Records drawn from a dataset
PR #75, opened 2020-11-25
Docs: Only Darwin for PNLF

Lorys89:
add _sta method return for win acpi

### DIFF
--- a/Manual/SSDT-PNLF.dsl
+++ b/Manual/SSDT-PNLF.dsl
@@ -46,7 +46,17 @@ DefinitionBlock("", "SSDT", 2, "ACDT", "PNLF", 0)
         // 19: CoffeeLake 0xffff
         // 99: Other (requires custom AppleBacklightInjector.kext/WhateverGreen.kext)
         Name(_UID, 0)
-        Name(_STA, 0x0B)
+        Method (_STA, 0, NotSerialized)
+            {
+                If (_OSI ("Darwin"))
+                {
+                    Return (0x0B)
+                }
+                Else
+                {
+                    Return (Zero)
+                }
+            }
 
         Field(^RMP3, AnyAcc, NoLock, Preserve)
         {
--- a/Manual/SSDT-PNLF.dsl
+++ b/Manual/SSDT-PNLF.dsl
@@ -46,17 +46,17 @@ DefinitionBlock("", "SSDT", 2, "ACDT", "PNLF", 0)
         // 19: CoffeeLake 0xffff
         // 99: Other (requires custom AppleBacklightInjector.kext/WhateverGreen.kext)
         Name(_UID, 0)
-        Method (_STA, 0, NotSerialized)
+        Method (_STA, 0, NotSerialized)  // _STA: Status
+        {
+            If (_OSI ("Darwin"))
             {
-                If (_OSI ("Darwin"))
-                {
-                    Return (0x0B)
-                }
-                Else
-                {
-                    Return (Zero)
-                }
+                Return (0x0B)
             }
+            Else
+            {
+                Return (Zero)
+            }
+        }
 
         Field(^RMP3, AnyAcc, NoLock, Preserve)
         {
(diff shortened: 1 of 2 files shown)


Lorys89:
IMG_20201126_003434

Lorys89:
putting method _sta with darwin, on windows there is no more error.

1alessandro1:
I still don't get why you use OpenCore to boot Windows. That's just dumb.

Use the boot menu and separate disks...

Lorys89:
> Continuo a non capire perché usi OpenCore per avviare Windows. È solo stupido.
> 
> Usa il menu di avvio e dischi separati ...

and a bootloader that has dual boot, why should I use boot windows from bios? if adding the method _STA resolves? 
it makes no sense what you say.

1alessandro1:
Contional OS patching has been demonstrated to be unreliable, that's why OpenCore does not have policies about when it's necessary to apply the settings described in the config.plist or not.

Just does.

So why are you applying random _STA here and there if booting from the UEFI boot menu is a much cleaner approach to keep OSes and their relative firmwares/drivers separate?

Lorys89:
with your statement, you consider useless the methods is already present in ssdt ec, pmc etc etc
I do not share it, but I accept your thoughts. I await the opinion of the devs.

vit9696:
Makes sense to me, we did not have that on our devices. Could you include the same change for CFL table nearby?

Lorys89:
> Makes sense to me, we did not have that on our devices. Could you include the same change for CFL table nearby?

do you want to apply change to ssdt pnlf and ssdt pnlf cfl? in both?

vit9696:
Correct.

Lorys89:
> Correct.

ok, also applied to ssdt pnlf

Manual/SSDT-PNLF.dsl
```diff
@@ -46,7 +46,17 @@ DefinitionBlock("", "SSDT", 2, "ACDT", "PNLF", 0)
         // 19: CoffeeLake 0xffff
         // 99: Other (requires custom AppleBacklightInjector.kext/WhateverGreen.kext)
         Name(_UID, 0)
-        Name(_STA, 0x0B)
+        Method (_STA, 0, NotSerialized)
+            {
```
stevezhengshiqi, line 50: Thank you for this. Would you mind adjusting the indentation here?

Lorys89 (commented):
fix identation

Lorys89:
> Correct.

do I need to do anything else?

vit9696:
The change looks good to me. Will merge when we get CI fixed.

Lorys89:
> Il cambiamento mi sembra buono. Si fonderanno quando avremo riparato CI.

ok thank you,, but I have ice lake laptop, and the igpu doesn't work well, I can't patch hdmi, and problems with backlight and maximum bkl value, depends on weg, after 3 minutes that start, the backlight turns on, depends on weg.

idalin:
> > Il cambiamento mi sembra buono. Si fonderanno quando avremo riparato CI.
> 
> ok thank you,, but I have ice lake laptop, and the igpu doesn't work well, I can't patch hdmi, and problems with backlight and maximum bkl value, depends on weg, after 3 minutes that start, the backlight turns on, depends on weg.

https://github.com/acidanthera/WhateverGreen/pull/76   try this.

Lorys89:
> > > Il cambiamento mi sembra buono. Si fonderanno quando avremo riparato CI.
> > 
> > 
> > ok thank you,, but I have ice lake laptop, and the igpu doesn't work well, I can't patch hdmi, and problems with backlight and maximum bkl value, depends on weg, after 3 minutes that start, the backlight turns on, depends on weg.
> 
> #76 try this.

thank you, later I fill in and try 😘

Lorys89:
> > > Il cambiamento mi sembra buono. Si fonderanno quando avremo riparato CI.
> > 
> > 
> > ok thank you,, but I have ice lake laptop, and the igpu doesn't work well, I can't patch hdmi, and problems with backlight and maximum bkl value, depends on weg, after 3 minutes that start, the backlight turns on, depends on weg.
> 
> #76 try this.

thank you so much, work well backlight right away, I don't have to wait 3 minutes, great pr your 💪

WHAT THE TASK REQUIRES: Only the number is wanted: how many lines of these entries contain the string "table"?

RESULT OF THE TASK: 2